Gibson and his colleague, Ana Filipa Palmeirim, used published data on the population density and global distribution of tigers and jaguars to calculate the area of habitat lost and the number of individuals affected by existing and planned hydropower reservoirs.
They found that 13,750 square kilometers(5,300 square miles) of tiger habitat and 25,397 km2 (9,800 mi2) of jaguar habitat have been flooded to create hydroelectric reservoirs. A total of 729 tigers, or 20% of the global population, have been displaced by dams, whereas 915 jaguars, or 0.5% of the global population, have been affected.
“There is simply no science which shows what happens to tigers or jaguars when their habitats are flooded by hydropower reservoirs,” Gibson said. Displaced cats might attempt to survive in suboptimal, unoccupied habitat, or they might move into good quality but occupied habitat where they are likely to experience aggressive territorial encounters. In either scenario, according to Gibson, the chances of survival are very low.

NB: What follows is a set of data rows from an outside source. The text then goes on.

PR #2234, opened 2026-09-13
Optimize GLM-5.3 MoE gate-up storage

raullenchai:
## Summary

- store routed MoE gate/up projections in one `QuantizedSwitchLinear`
- use one gathered QMM for both projections while retaining the exact short-block down path
- enable the fused representation for GLM-5.3-Next target and native MTP layers
- migrate both raw per-expert checkpoints and already-stacked MTP sidecars during sanitize
- generalize the existing HY-V4 fused module instead of introducing a second implementation

This follows the storage-fusion direction explored in oMLX PR #3410, but keeps bit-exact output at every tested verifier width. No checkpoint conversion or duplicate persistent weights are required.

## Why

GLM-5.3-Next routes eight of 288 experts through 42 sparse layers. The gate and up projections consume the same hidden vector and expert indices, but the split representation issues two gathered QMMs. A gate-first fused storage layout turns those into one dispatch without changing the affine Q4 values or activation order.

The first implementation used per-expert concatenations and exposed a real startup-memory failure on the 184 GB checkpoint. The final loader uses one flat stack plus a reshape, eliminating those intermediate allocations. The complete qualification stayed at the existing 188.674 GB peak Metal watermark.

## Apple Silicon measurements

M3 Ultra 256 GB, macOS 26.5.2, Q4 affine/group-size 64, BF16 activations, temperature 0. Target: `Vontra/GLM-5.3-Flash-MLX-4bit-MTP` revision `76add2a`; target-matched Q4 MTP sidecar; speculative block size 2.

The included production-geometry microbenchmark (H=4096, I=2048, 288 experts, top-8) measured the complete routed SwitchGLU call:

| path | median |
|---|---:|
| split gate/up | 0.583 ms |
| fused gate/up | 0.532 ms |
| speedup | **1.086x** |

All 80 paired outputs were bit-exact. Projection parity was also bit-exact at T=1/2/4/8/16/64.

A real checkpoint sparse layer, reconstructed from the original independent gate/up tensors, measured:

| tokens | speedup | parity |
|---:|---:|---:|
| 1 | 1.082x | bit-exact |
| 2 | 1.057x | bit-exact |
| 4 | 1.042x | bit-exact |
| 8 | 1.067x | bit-exact |
| 16 | 1.018x | bit-exact |

Three full warm real-task runs covered coding, knowledge, math, instruction following, creative writing, and 3K-token long context. All **18/18** tasks passed, and every reasoning/final string was byte-identical to the split-storage baseline.

| category | split decode tok/s | fused decode tok/s | gain |
|---|---:|---:|---:|
| coding | 34.676 | 35.661 | +2.8% |
| knowledge | 34.960 | 36.229 | +3.6% |
| math | 33.618 | 34.452 | +2.5% |
| instruction | 36.372 | 37.172 | +2.2% |
| creative | 31.178 | 32.015 | +2.7% |
| long context | 34.769 | 35.277 | +1.5% |

The median per-category decode gain is **+2.65%**. End-to-end client throughput's median paired category gain is **+2.49%**; the median of category medians moved from 30.132 to 31.156 tok/s (**+3.40%**). Peak Metal memory was 188.674 GB, unchanged from the qualified baseline suite.

## Reproduction

```bash
PYTHONPATH=. python scripts/benchmark_glm53_q4_gate_up_storage.py \
  --experts 288 --runs 80 \
  --output /private/tmp/glm53-q4-gate-up-storage.json
```

The full E2E run used the same target/prompts/budgets as the GLM-5.3 positioned-MTP qualification, with #2231 and #2233 applied for strict quantized-head loading and thinking-budget MTP respectively.

## Validation

- `82 passed` focused GLM-5.3, MTP, fused-SwitchGLU, and shared-MoE tests
- `3999 passed, 7 skipped, 149 subtests passed` across the locally runnable suite
- five unrelated Inkling audio tests fail because this host's installed `mlx-audio` lacks the newer `mel_filters(..., precise=...)` API
- three unrelated Nemotron voicechat files cannot collect because the installed `mlx-audio` lacks its new codec module
- real target lazy load resolves every sparse layer to fused Q4 storage
- existing 3.9 GB pre-stacked MTP sidecar loads with `strict=True`
- three full real-task E2E runs: 18/18 pass, byte-identical reasoning and final output


Lazarus-931:
hi @raullenchai thanks for pr

i don't see why 300+ loc change justifies 1.08x improvements, or am i missing something?

raullenchai:
Thanks for challenging the tradeoff — the headline diff is misleading, and I should have made the split clearer.

This is not 300+ production LOC for a 1.08x end-to-end gain:

- **Production:** 138 additions / 55 deletions (**+83 net**). This includes moving HY4's existing private `FusedSwitchGLU` into the shared switch layer instead of adding a second implementation, plus backward-compatible loading of raw-expert and prior fused checkpoints.
- **Tests:** 73 additions / 6 deletions.
- **Standalone reproducible benchmark:** 184 LOC. I can drop this script from the PR if you prefer benchmark evidence in the description only.

The `1.08x` number is the isolated complete routed SwitchGLU operation at production Q4 geometry, not the full-model claim. On the 184 GB target with real prompts, the full decode improvement was:

- six-task median server decode: **+2.65%**
- six-task median client throughput: **+3.40%**
- individual server categories: **+1.5% to +3.6%**
- real checkpoint sparse layer: **+1.8% to +8.2%**, depending on routed token count

All 18/18 repeated real-task outputs were byte-identical, and peak Metal stayed effectively unchanged (188.674 vs 188.674 GB). The change benefits both the 45-layer target and the separate MTP head; the storage migration is also what lets the 3.9 GB Q4 sidecar load strictly without materializing thousands of expert concatenate expressions (the first per-expert implementation was killed during materialization).

So the product trade is roughly +3% sustained decode for +83 net production LOC, while deleting the HY4-specific duplicate. I agree the 184-line benchmark makes review look much larger than the runtime change. If the production/test split still feels too large, I can narrow compatibility to the current GLM checkpoint layout or remove the benchmark script before further review.

Lazarus-931:
hi @raullenchai, thanks for pr, closing this.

The findings are bad news for the struggling big cats. Both species are suffering population declines due to habitat loss, poaching, shifting prey patterns and the effects of climate change.
Jaguars are listed as near threatened by the IUCN, having disappeared from half of their range between Patagonia and the U.S. Southwest over recent decades. Today, around 173,000 jaguars remain, nearly half of which live in Brazil.
Tigers face an even more precarious future. Although the IUCN lists the species as endangered, tigers have vanished from more than 93% of their historical range over the last century, with populations in Cambodia, Laos and Vietnam declared locally extinct in recent years. Overall, assessments estimate there to be as few as 3,200 tigers left in the wild.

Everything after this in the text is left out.